Performance Pattern of leading board

I looked performance pattern of top 5 on leading board. They r almost same with some minor differences:

Assume investor can stake on different model to reduce the risks. But not feasible here.

What does it mean ?

Everyone using the same model - decision tree, or there is one successful model on the long run ?

I think that it probably reflects more the orderliness of the underlying markets with respect to training data that is years out of date.

  • Same user(s) who submitted slight variations of the same model?

  • The model is an obvious one, so multiple users thought at the same idea that works well at this specific point in time?

  • It’s the results of using the same training data set?

1 Like

Models trained with only one or two features?

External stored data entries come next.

PR #1957, opened 2021-12-01
[ssdutil] Inform if the disk is not SSD

sujinmkang:
https://github.com/Azure/sonic-buildimage/issues/9407

#### What I did
Inform that the disk is not SSD for the platform with non-SSD disk

#### How I did it
Check disk type and exit the ssdutil command 

#### How to verify it
Check `show platform ssdhealth` command on the platform with non SSD disk

### DIFF
--- a/ssdutil/main.py
+++ b/ssdutil/main.py
@@ -97,22 +97,18 @@ def ssdutil():
         sys.exit(1)
 
     parser = argparse.ArgumentParser()
-    parser.add_argument("-d", "--device", help="Device name to show health info", default=None)
+    parser.add_argument("-d", "--device", help="Device name to show health info", default=get_default_disk())
     parser.add_argument("-v", "--verbose", action="store_true", default=False, help="Show verbose output (some additional parameters)")
     parser.add_argument("-e", "--vendor", action="store_true", default=False, help="Show vendor output (extended output if provided by platform vendor)")
     args = parser.parse_args()
 
-    if args.device:
-        disk_device = args.device
-    else:
-        disk_device = get_default_disk()
 
-    disk_type = get_disk_type(disk_device)
-    if disk_type != DISK_TYPE_SSD:
+    disk_type = get_disk_type(args.device)
+    if DISK_TYPE_SSD not in disk_type:
         print("Disk type is not SSD")
-        sys.exit(1)
 
-    ssd = import_ssd_api(disk_device)
+    ssd = import_ssd_api(args.device)
+
 
     print("Device Model : {}".format(ssd.get_model()))
     if args.verbose:
--- a/ssdutil/main.py
+++ b/ssdutil/main.py
@@ -30,7 +30,7 @@ def get_disk_type(diskdev):
     proc = subprocess.Popen(cmd, shell=True, text=True, stdout=subprocess.PIPE)
     outs = proc.stdout.readlines()
     for out in outs:
-        if out.split()[0] in diskdev_name:
+        if out.split()[0] is diskdev_name:
               cmd = "cat /sys/block/{}/queue/rotational".format(diskdev_name)
               proc = subprocess.Popen(cmd, shell=True, text=True, stdout=subprocess.PIPE)
               out = proc.stdout.readline()
--- a/ssdutil/main.py
+++ b/ssdutil/main.py
@@ -18,26 +18,44 @@ except ImportError as e:
 DEFAULT_DEVICE="/dev/sda"
 SYSLOG_IDENTIFIER = "ssdutil"
 DISK_TYPE_SSD = "0"
+DISK_INVALID = "-1"
 
 # Global logger instance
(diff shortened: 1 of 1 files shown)


ssdutil/main.py
```diff
@@ -65,6 +75,11 @@ def ssdutil():
     parser.add_argument("-e", "--vendor", action="store_true", default=False, help="Show vendor output (extended output if provided by platform vendor)")
     args = parser.parse_args()
 
+    disk_type = get_disk_type(args.device)
+    if disk_type != DISK_TYPE_SSD:
+        print("Disk is not SSD")
+        sys.exit(1)
```
neethajohn, line 81: @sujinmkang , can you also ensure that ssd related testcases in sonic-mgmt are skipped for such platforms after this change gets merged?

prgeor (dismissed):

ssdutil/main.py
neethajohn: Azure/sonic-mgmt#4807

neethajohn (dismissed):

ssdutil/main.py
```diff
@@ -16,11 +17,20 @@
 
 DEFAULT_DEVICE="/dev/sda"
 SYSLOG_IDENTIFIER = "ssdutil"
+DISK_TYPE_SSD = "0"
 
 # Global logger instance
 log = logger.Logger(SYSLOG_IDENTIFIER)
 
 
+def get_disk_type(diskdev):
```
prgeor, line 26: better to validate if the listed diskdev is valid as listed by "lsblk" otherwise the utility will crash. you can use 
```
lsblk -l -n | grep 'disk' 
```
to get the list of all disk names available in the host

ssdutil/main.py
```diff
@@ -16,11 +17,29 @@
...
+    """Check disk type"""
+    diskdev_name = diskdev.replace('/dev/','')
+    cmd = "lsblk -l -n |grep disk"
+    proc = subprocess.Popen(cmd, shell=True, text=True, stdout=subprocess.PIPE)
+    outs = proc.stdout.readlines()
+    for out in outs:
+        if out.split()[0] is diskdev_name:
```
prgeor, line 33: what if diskdev_name is one of  ['sda', 'sdb', 'sdc'], but you seem to be checking only the first element

neethajohn:
@prgeor, can you look at the new changes?

prgeor (dismissed):

ssdutil/main.py
```diff
@@ -16,10 +17,46 @@
...
+def get_disk_type(diskdev):
+    """Check disk type"""
+    diskdev_name = diskdev.replace('/dev/','')
+    cmd = "lsblk -l -n |grep {}".format(diskdev_name)
+    proc = subprocess.Popen(cmd, shell=True, text=True, stdout=subprocess.PIPE)
+    out = proc.stdout.readline()
+    if diskdev_name not in out:
+        return DISK_INVAILD
+    cmd = "cat /sys/block/{}/queue/rotational".format(diskdev_name)
+    proc = subprocess.Popen(cmd, shell=True, text=True, stdout=subprocess.PIPE)
```
alexrallen, line 55: Forking to `cat` here seems unnecessary. Is there a reason you chose not to use native python io here?

alexrallen: It is also more pythonic to do this and add error handling in order to handle the `DISK_INVALID` case rather than forking `lsblk` as well.

ssdutil/main.py
```diff
@@ -16,10 +17,46 @@
...
 log = logger.Logger(SYSLOG_IDENTIFIER)
 
+def get_default_disk():
+    """Check default disk"""
+    default_device = DEFAULT_DEVICE
+    host_mnt = '/host'
+    cmd = "lsblk -l -n |grep {}".format(host_mnt)
+    proc = subprocess.Popen(cmd, shell=True, text=True, stdout=subprocess.PIPE)
+    out = proc.stdout.readline()
+    if host_mnt in out:
```
alexrallen, line 33: Is this check necessary? `grep` should take care of this. Perhaps check if the result is not empty (or grep return code)?

ssdutil/main.py
```diff
@@ -16,10 +17,46 @@
...
+DISK_INVALID = "-1"
 
 # Global logger instance
 log = logger.Logger(SYSLOG_IDENTIFIER)
 
+def get_default_disk():
+    """Check default disk"""
+    default_device = DEFAULT_DEVICE
+    host_mnt = '/host'
+    cmd = "lsblk -l -n |grep {}".format(host_mnt)
```
alexrallen, line 30: You may be able to do this cleaner with `df`

```
admin@r-lionfish-16:~$ df --output=source /host
Filesystem
/dev/sda3
```

alexrallen (changes requested):
Hey @sujinmkang while looking this over I had a few comments / questions. Please take a look, thanks.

based on the inputs, it could due to two main factors:

  1. same validation and training data was used - this part of rule of tournament and provided by numerai.
  2. similar ML model was used - XGB Tree
1 Like

take a closer look at the first 100 models and most of them will demonstrate the same pattern. I believe that the nature of this pattern is the period shocks so-called “good” or “bad” eras - that are easy or difficult to predict on the current dataset.


I’d go with your #1 but not #2 as I don’t use any ML techniques, it’s all old-school analysis and stats pour moi, and I have a similar overall pattern.
I think what would really help would be if Numerai simply started providing the target values for the test data once the test data was a year or so old.

Surprised to learn that you r not using ML. What kind of old school analysis tool u r using ? Linear regression ?

I actually first started working with various transform methods + simple inversion, and moved on from there. I guess my workhorse routines now are principal components analysis, kernel density estimation, and Gaussian mixtures. I think it’s more a question of habitude than anything else; I’ve been using tools like those for decades, and I’m comfortable with them (I’m old enough to be one of the early adopters of Numerical Recipes, back when 386s and math coprocessors were the hottest things on the block :laughing: ).


Thanks for the trip down the memory lane! My first PC was a 486DX4-100, but my school had a couple of 386s before that, and I’d even managed to get a copy of the Intel 386 Programmer’s Reference Manual, with some difficulty. I’d spent a lot of time with those 386s after school, learning to write DOS TSRs with TC and TASM. :slight_smile:

1 Like


That’s an old classic! Modeling enough patterns that survive, one can see those patterns that did not survive…

In this instance, they mapped during world war 2 all the bullet holes that were on the airplanes that came back. They used this bullet hole map to decide to re-enforce the airplanes in the areas which did not have red dots - presumably airplanes that were hit in those areas went down and did not make it back!